The height barriers have been their since the tale end of last summer ... there was a major invastion of gypsies who started a large encampment in the middle of the rally/archery/kite flying field. I believe they did this twice last year. It got so bad that when the local gypsies were on the move in the area, the FM staff would semi block the road with a tractor trailer so they knew they could not get in. Then they installed the barrier.

Unfortunately, the first barrier was dismantled by the local fire brigade within about 48 hours I think. FM had not told them about it and they had to get in to an emergency call. It used to be down during the day but up in the evening and night. I was camped at FM when they installed it - was black and not very visible.

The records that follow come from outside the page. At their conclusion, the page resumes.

PR #1464, opened 2021-10-29
Fix term edit i18n note fields, refs #13563

sbreker:
Do not hide Translated scope notes when browsing a term.

Use the information object notes component to display notes fields on
the terms page. Using this component avoids issues with i18n
translations where notes were being deleted.


jraddaoui (approved):
Neat, thanks @sbreker! I'll merge these PRs and rebase qa/2.x.

PR #1466, opened 2021-10-29
Fix fwtv move on touchscreen, refs #12628

sbreker:
Fix touchscreen on fullwidth treeview move by adding the 'dnd' touch
option 'selected'.

Previous to this fix, touching the treeview always resulted in a
treeview move event for authenticated users. Adding this option makes it
so only selected nodes can be dragged on touch devices otherwise touch
will scroll the treeview.


jraddaoui (approved):
Thanks @sbreker!

PR #1468, opened 2021-11-02
Fix digitalObjectURI export col, refs #13572

sbreker:
Remote digital objects linked via URL will not have the system Base URL
prepended on export.


jraddaoui (approved):
:ok_hand:

PR #1469, opened 2021-11-04
Fix fwtv move and button issues

sbreker:
Fix fwtv dnd move by changing the 'is_draggable' callback to correctly
use arrow function.

Fix the 'More' and 'Reset' buttons so they will now appear by removing
B5 button class names from the id section of the button definitions in
the _treewView.php template.

Wrap 'More' and 'Reset' in a div so they could be positioned and styled.


jraddaoui (approved):
Nice, thanks @sbreker!

PR #1471, opened 2021-11-04
Fix terms useFor display, refs #13580

sbreker:
Do not hide translated 'use for' names when browsing a term.


djjuhasz (approved):
Looks good @sbreker.  I don't understand why the original conditional + continue block was there, but taking it out seems like the right move.

PR #1472, opened 2021-11-05
Remove unnecessary data from ES, refs #13386

sbreker:
Creators:
- Keep authorized form of name, parallel names, other forms of name.
- Keep admin/bio history
- Remove everything else

Place, subject, genre terms:
- Keep term name.
- Remove everything else.

Removed all physical storage fields from information object ES index document.

Removed all 'Part of' details from the information object ES index document.


jraddaoui (approved):
:ok_hand:

PR #1474, opened 2021-11-15
Fix multi-page file uploads, refs #13526

tw4l:
This commit adds the `name` property while creating `QubitDigitalObjects` for multi-part digital object uploads, avoiding a 500 error, and revises outdated comments in the upload code.


jraddaoui (approved):
Nice, thanks @tw4l! I think this may be related to the STRICT_TRANS_TABLES sql_mode, so I've related the tickets in Redmine.

PR #1475, opened 2021-11-19
Trigger data load from autocomplete, refs #13584

djjuhasz:
Fire the "itemSelect" event from autocomplete.js when an suggested item
is selected to notify the dialog.js listener to load related resource
data.

Also: change id of YUI dialog.js wrapper to avoid a name collision with
the original <div> id.


sbreker (approved):
Looks great @djjuhasz! 👍

djjuhasz:
There's still a bug that prevents the donor data from being cleared when the donor name is cleared.

PR #1476, opened 2021-11-22
Dev/issue 13584 fix donor info load

djjuhasz:
Fire the "itemSelect" event from autocomplete.js when an suggested item
is selected to notify the dialog.js listener to load related resource
data.

Also: 
- change id of YUI dialog.js wrapper to avoid a name collision with
  the original <div> id
- Move JavaScript code from _relatedDonor.php template file to it's own
  relatedDonor.js file to make it easier to read and debug and to allow
  automatic code formatting
- When a pre-existing donor is selected in the relatedDonor dialog, their
  contact information is loaded.  If the donor is then changed, clear
  their contact information from the dialog

### DIFF
--- a/js/autocomplete.js
+++ b/js/autocomplete.js
@@ -509,6 +509,12 @@
               // On single <select/> item select, simply update the
               // value of this input
               $hidden.val(data[1]).trigger('change');
+
+              // Trigger event to load item data if it's needed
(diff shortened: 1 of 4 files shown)


mcantelon (approved):
Looks good to me!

The barriers this year have been moved further around and painted brightly to allow the buses in and out of the bus stop/turning point and people have room to turn around if they get as far as the barrier and can't get under. (issues last year with people holding up traffic and no where to go/turn)

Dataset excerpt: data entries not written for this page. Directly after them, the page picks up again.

PR #1478, opened 2021-12-02
CSV Terms Import Fix, refs# 13287

sbreker:
Repository CSV import will no longer trigger errors when the
'descriptionStatus' or 'levelOfDetail' columns are blank in the CSV.

### DIFF
--- a/lib/QubitFlatfileImport.class.php
+++ b/lib/QubitFlatfileImport.class.php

There is however, a mobile number on the barrier that can be called if you can't get through and I think that if you are a legitimate visitor who has travelled to visit FM then you should be able to call this and get them to let you in. I didn't know they still kept them up during the day.

Alternatively, there is a large layby about 100 metres long) just before you hit FM (from both directions) you could park a MH in their easily .. many cars park there in the summer to avoid paying entrance fees at the weekends.

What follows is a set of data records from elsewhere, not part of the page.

PR #1481, opened 2021-12-13
Update composer dependencies

sbreker:
Update composer dependencies to prevent PHPUnit errors in CI.

Post-update, PHP CS Fixer found new code formatting issues. Fixes for these are contained in second commit.

### DIFF
--- a/lib/task/migrate/arUpgradeSqlTask.class.php
+++ b/lib/task/migrate/arUpgradeSqlTask.class.php
@@ -507,7 +507,7 @@ EOF;
             throw new Exception('This task needs the PHP readline extension.');
         }
 
-        for (;;) {
+        while (true) {
             $this->logSection('upgrade-sql', 'Please enter a new theme choice:');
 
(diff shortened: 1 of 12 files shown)


lib/task/migrate/arUpgradeSqlTask.class.php
```diff
@@ -507,7 +507,7 @@ private function getNewTheme($themes)
             throw new Exception('This task needs the PHP readline extension.');
         }
 
-        for (;;) {
+          while (true){
```
jraddaoui: Indentation? :thinking:

jraddaoui (approved):
:ok_hand:

lib/task/migrate/arUpgradeSqlTask.class.php
sbreker: Weird! Check the CI error in qa/2.x @jraddaoui. Should it be using PHP 8.1?

PR #2253, opened 2023-04-19
fix: remove flood of Replacing existing connection in test output

### LINKED ISSUE #2107: Flood of `Replacing existing connection` in test output
```
00:04:46 2023-04-04T16:23:12.683342Z  INFO run_io_thread: net::peer: Replacing existing connection                                                                                   
00:04:46 2023-04-04T16:23:12.687260Z  INFO run_io_thread: net::peer: Replacing existing connection                                                                                   
00:04:46 2023-04-04T16:23:12.687815Z  INFO run_io_thread: net::peer: Replacing existing connection                                                                                   
00:04:46 2023-04-04T16:23:12.691400Z  INFO run_io_thread: net::peer: Replacing existing connection                                                                                   
00:04:46 2023-04-04T16:23:12.691413Z  INFO run_io_thread: net::peer: Replacing existing connection                                                                                   
00:04:46 2023-04-04T16:23:12.695305Z  INFO run_io_thread: net::peer: Replacing existing connection                                                                                   
00:04:46 2023-04-04T16:23:12.695932Z  INFO run_io_thread: net::peer: Replacing existing connection                                                                                   
00:04:46 2023-04-04T16:23:12.699354Z  INFO run_io_thread: net::peer: Replacing existing connection                                                                                   
00:04:46 2023-04-04T16:23:12.699507Z  INFO run_io_thread: net::peer: Replacing existing connection                                                                                   
00:04:46 2023-04-04T16:23:12.703042Z  INFO run_io_thread: net::peer: Replacing existing connection                                                                                   
00:04:46 2023-04-04T16:23:12.703574Z  INFO run_io_thread: net::peer: Replacing existing connection                                                                                   
00:04:46 2023-04-04T16:23:12.706870Z  INFO run_io_thread: net::peer: Replacing existing connection        
```

Something somehwere could use a small delay.

jkitman:
Fixes #2107

This was annoying me when debugging as well.  Confirmed the culprit, don't take much of a performance hit for adding normal reconnect delays.

```
time ./scripts/rust-tests.sh > out-delayed.txt 2>&1 

real	5m26.697s
user	24m35.680s
sys	2m34.754s

grep -c "Replacing existing connection" out-delayed.txt
2

...

time ./scripts/rust-tests.sh > out-normal.txt 2>&1 

real	5m6.703s
user	26m43.863s
sys	2m46.803s

grep -c "Replacing existing connection" out-normal.txt
72491
```

### DIFF
--- a/integrationtests/tests/fixtures/mod.rs
+++ b/integrationtests/tests/fixtures/mod.rs
@@ -50,7 +50,7 @@ use fedimint_server::consensus::{
 };
 use fedimint_server::net::connect::mock::{MockNetwork, StreamReliability};
 use fedimint_server::net::connect::{parse_host_port, Connector, TlsTcpConnector};
-use fedimint_server::net::peers::{DelayCalculator, PeerConnector};
+use fedimint_server::net::peers::PeerConnector;
 use fedimint_server::{consensus, FedimintServer};
 use fedimint_testing::btc::bitcoind::FakeWalletGen;
 use fedimint_testing::btc::fixtures::FakeBitcoinTest;
@@ -559,7 +559,7 @@ async fn distributed_config(
             let cfg = ServerConfig::distributed_gen(
                 &our_params,
                 registry.legacy_init_modules(),
-                DelayCalculator::TEST_DEFAULT,
+                Default::default(),
                 &mut task_group,
             );
             (*peer, cfg.await.expect("generation failed"))
@@ -1264,7 +1264,7 @@ impl FederationTest {
                 db.clone(),
                 module_inits.clone(),
                 connect_gen(cfg),
-                DelayCalculator::TEST_DEFAULT,
+                Default::default(),
                 &mut task_group,
             )
             .await


integrationtests/tests/fixtures/mod.rs
```diff
@@ -559,7 +559,7 @@ async fn distributed_config(
             let cfg = ServerConfig::distributed_gen(
                 &our_params,
                 registry.legacy_init_modules(),
-                DelayCalculator::TEST_DEFAULT,
```
dpc, line 562: OK, this is so subtle yet notable difference, that I don't think we should leave it as is.

I mean - `TEST_DEFAULT` was supposed to be ... the default... for the tests... and this is a test file... :D

IMO:

* Maybe we should get rid of the `Default::default()` and `DelayCalculator::new()` on this type; too easy to use them carelessly. I don't think `Default` is needed, and we can have `DelayCalculator::production()` or something?
* Maybe make this exponential or give it a threshold when to stop being so aggressive? It's great that it tries fast initially, but the floods of reconnection logs when something doesn't work well is a problem. @douglaz , any thoughts?

elsirion: Exponential backoff would be great! But this PR already seems to be an improvement.

elsirion (approved):

integrationtests/tests/fixtures/mod.rs
douglaz: The problem with the "production" delay is due to its exponential nature it may lead to very high "tail latencies". By very high I don't mean 5% more in general, but like 2x-3x more 1-5% of time. At least this was true when I tested. This may have changed. Perhaps a better way would to make the "test" delay a fixed (like 1s)

douglaz: > Good find!
> 
> OK, this is so subtle yet notable difference, that I don't think we should leave it as is.
> 
> I mean - `TEST_DEFAULT` was supposed to be ... the default... for the tests... and this is a test file... :D
> 
> IMO:
> 
> * Maybe we should get rid of the `Default::default()` and `DelayCalculator::new()` on this type; too easy to use them carelessly. I don't think `Default` is needed, and we can have `DelayCalculator::production()` or something?

But yes, I this is behavior is okay I would just increase the scaling factor for this non production parameter profile instead of switching to the production one. Perhaps the `default` implementation is really misleading here.

dpc: > The problem with the "production" delay is that due to its exponential nature it may lead to very high "tail latencies".

I don't understand this one.

Usually what I'd implement is exponential + ceiling (like 10/30/60s). So it does 1ms,2ms,4,8 and eventually just constant 10s.

dpc:
Let's land this as is. Created https://github.com/fedimint/fedimint/issues/2263 to do some further fixes.

integrationtests/tests/fixtures/mod.rs
dpc: https://github.com/fedimint/fedimint/issues/2263

jkitman: Yep always have a ceiling for exponential backoffs.

elsirion: >  The problem with the "production" delay is that due to its exponential nature it may lead to very high "tail latencies". By very high I don't mean 5% more in general, but like 2x-3x more 1-5% of time. At least this was true when I tested. This may have changed. Perhaps a better way would to make the "test" delay a fixed one (like 1s)

That sounds kinda ok, the tests would take a bit longer but still succeed?

jkitman: Tests were about 20s slower with this, but we should cap the timeout just in case, don't think it's capped now.

PR #2254, opened 2023-04-19
client-ng: add operation log

elsirion:
Builds on  #2251

This PR adds a log of all operation IDs that also allows the creator to add meta data. This meta data can be used by module clients to indicate the high level intent behind the operation helping with interpreting the associated state machines.


elsirion:
Closing in favor of #2270 which builds on top, so I don't have to rebase two PRs all the time.

PR #2265, opened 2023-04-20
feat: expose `versions` api endpoints

dpc:
For client to be able to fetch the summary of all the versions.


justinmoon:
Just ran `fedimint-cli api version` and got a nice little summery 👍

Issue #2263, opened 2023-04-19
Rethink connection retry timeouts


dpc:
See https://github.com/fedimint/fedimint/pull/2253#discussion_r1171833588

douglaz:
> > The problem with the "production" delay is that due to its exponential nature it may lead to very high "tail latencies".
> 
> I don't understand this one.
> 
> Usually what I'd implement is exponential + ceiling (like 10/30/60s). So it does 1ms,2ms,4,8 and eventually just constant 10s.

My mistake here. It isn't currently exponential (which would make things only worse), but it still keeps increasing and there is a high ceiling, so eventually the test will take much longer than expected.

The ceiling is defined by https://github.com/fedimint/fedimint/blob/master/fedimint-server/src/net/peers.rs#L37 and enforced by https://github.com/fedimint/fedimint/blob/master/fedimint-server/src/net/peers.rs#L435

The maximum delay for a single reconnection on default/production settings right know is:
`4 * 300 seconds = 20 minutes`

Under the `TEST_DEFAULT` profile this was at most:
`4 * 300 * 0.1e-3 seconds = 120ms`

So it would keep a safe limit even under stress scenarios.

Perhaps we don't want <1s reconnection delays because this may trigger some warnings, but for a test you also don't want anything longer than that because a test is more of a "speedrun" than a "normal game".

I'll create a PR with one possible solution.

dpc:
> The maximum delay for a single reconnection on default/production settings right know is:

20 minutes sounds like very much, even for production. Even 1s from peers is not going to cause any strain, 60s would be a reasonable value that would allow quick re-connection after host comes back online.

> Perhaps we don't want <1s reconnection delays because this may trigger some warnings, but for a test you also don't want anything longer than that because a test is more of a "speedrun" than a "normal game".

Hope this helps ... not sure why you'd want to bike around FM though .. not that large really and its a bit like dodge the kids/dogs/ducks/pushchairs at times! Plenty more places with better cycling .. try rutland. :wink:


----------



## 88870 (May 10, 2005)

colian said:


> Peachy/ Lin,
> 
> I have been told that if you go to the Caster side of Ferry Meadows the old main road there has parking bays marked out along it and so far there are no restrictions or payment.
> 
> ...


Hi Ian, it is true, no barriers there yet ... but in the height of summer you'd have to pay me a lot to take the mhome down there ... it gets packed and there is not a lot of turning space for coming back up! ... tis long and narrow.

I guess it would be fine for smaller vans ... anything slightly larger though may have to reverse all the way back up 8O

I have seen 22/23 ft vans there there disgorging the whole family on bikes though :lol:


----------



## camper69 (Aug 30, 2007)

Having had our motorhome for all of 2 months we came across our first major parking problem when in Ashbourne, Derbyshire a couple of weeks ago.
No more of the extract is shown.